Though throwing my knickers in the air at pop stars is long behind me; seeing them perform at summer festivals is not.
Festivals cater for a wide age group – and you don’t even have to be into tents, mud and mayhem in order to enjoy them.
The number of older performers is growing: Blondie (66) and Tom Jones (72) have both appeared at Latitude and Kenwood; Bryan Ferry (66) and Bob Dylan (71) continue to enchant audiences at The Hop Farm Festival and other venues at home and abroad.
No surprise, then, that the fifty-something and sexagenarian fan is flourishing and ready to party. And having a good time is all down to knowing how.
Camping: try to ensure you go with a family. Or book/bribe your teenager/grandchild to go with you.
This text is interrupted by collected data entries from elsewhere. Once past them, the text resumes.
PR #398, opened 2015-07-15
Add a rake task to generate a CSV of Local Transactions

issyl0:
- Generates a CSV of the form "slug","lgsl","lgil","title".
- This might need to be done again in future, and across environments,
  hence the rake task.

Trello: https://trello.com/c/IycgidgH/52-export-list-of-local-transaction-formats-from-publisher

### DIFF
--- a/lib/tasks/export_local_transactions.rake
+++ b/lib/tasks/export_local_transactions.rake
@@ -1,0 +1,15 @@
+desc "Export Local Transactions' slugs, names, LGSL and optional LGIL codes as CSV"
+
+task :export_local_transactions => :environment do
+  require "csv"
+
+  csv_string = CSV.generate do |csv|
+    csv << ["slug","lgsl","lgil","title"]
+
+    Edition.where(_type: "LocalTransactionEdition").each do |lte|
+      csv << [lte.slug,lte.lgsl_code,lte.lgil_override,lte.title]
+    end
+  end
+
+  puts csv_string
+end


lib/tasks/export_local_transactions.rake
```diff
@@ -0,0 +1,15 @@
+desc "Export Local Transactions' slugs, names, LGSL and optional LGIL codes as CSV"
+
+task :export_local_transactions => :environment do
+  require "csv"
+
+  csv_string = CSV.generate do |csv|
+    csv << ["slug","lgsl","lgil","title"]
+
+    Edition.where(_type: "LocalTransactionEdition").each do |lte|
+      csv << [lte.slug,lte.lgsl_code,lte.lgil_override,lte.title]
```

Not only are the showers and washing facilities in the family enclosures much better, but the likelihood of having someone chundering outside your tent at three in the morning is far less (though not ruled out) than in the non-family enclosures.
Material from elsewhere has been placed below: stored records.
PR #400, opened 2015-07-15
Arrange mainstream browse pages in prefered order

bishboria:
The list of tags is not orderable, but is shown during editing in the order that the tags were added. However, when the draft is saved and then re-displayed, the tags appear in alphabetical order. This has caused some confusion in the past amongst editors.

Similar solution to: https://github.com/alphagov/policy-publisher/pull/66

untitled


fofr:
Some screenshots/video of this new functionality would be awesome.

The year I camped in the non-family enclosure entailed queues three miles long and toilets which still give me nightmares.
If you cannot facing camping, book a day ticket and B&B it. OK, so it might not be strictly in the spirit of things but unless you’re Ranulph Fiennes, there's no point in suffering.
Parking: take a portable wheelbarrow to lug the camping equipment and park as close to the entrance as you can. Not only will you have a fast getaway, but you can offer gracious assistance to your offspring/extended family who are stuck in the mud behind you.
Dress code: it is important to look vaguely cool (especially if you have progeny in tow) while keeping warm. And dry. Surprisingly, this is easier than you think. Wellingtons, wellingtons, wellingtons. And thermal underwear.
This is a British summer after all.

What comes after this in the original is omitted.